The types of drugs affected cover a very wide range and include such things as cancer drugs and nitroglycerine used in heart surgeries. The situation is quite disruptive for hospitals, doctors (especially oncologists), and patients.

IV fluid shortage threatens patient care

This year, in addition to drug shortages, there is a nationwide shortage of IV fluid. Intravenous therapy is essential for treating dehydration and electrolyte imbalances, for blood transfusions, and for delivering medications such as those used in chemotherapy.
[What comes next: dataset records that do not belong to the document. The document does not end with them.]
Issue #732, opened 2016-05-11
Revisit tag section


owendodd:
- [x] Add contributing others as tags

- [x] Manual tags should be top in heirarchy

(anything else to add? cc @kanaabe @halleyjohnson)

PR #734, opened 2016-05-13
@craigspaeth Revist tagging

kanaabe:
Closes https://github.com/artsy/positron/issues/732

- Adds contributing authors to the end of the keywords array
- Reverse order of tags -- manually added ones should appear in front

### DIFF
--- a/api/apps/articles/test/model/save.coffee
+++ b/api/apps/articles/test/model/save.coffee
@@ -50,6 +50,21 @@ describe 'Save', ->
         @sailthru.apiPost.args[0][1].tags.should.containEql 'magazine'
         done()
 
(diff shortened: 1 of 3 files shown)


api/apps/articles/test/model/save.coffee
```diff
@@ -50,6 +50,21 @@ describe 'Save', ->
         @sailthru.apiPost.args[0][1].tags.should.containEql 'magazine'
         done()
 
+    it 'concats the keywords at the end', (done) ->
```
craigspaeth: ❤️

craigspaeth:
Solid solid solid.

IV fluid is a hospital staple.

A recent JAMA article quotes Erin R. Fox, director of the Drug Information Service at the University of Utah in Salt Lake City: (emphasis added in the following quotations)

“It’s maddeningly frustrating that we don’t have these basics.” … Fox said that although shortages of drugs, particularly sterile injectables, have become common in recent years, it is unheard-of to have a shortage of such a basic supply. …

Why is the supply chain so fragile that it creates a national crisis? asked Fox. …

“Physicians, nurses, and pharmacists are working together to minimize the harm to patients, but it is really a challenge,” she said.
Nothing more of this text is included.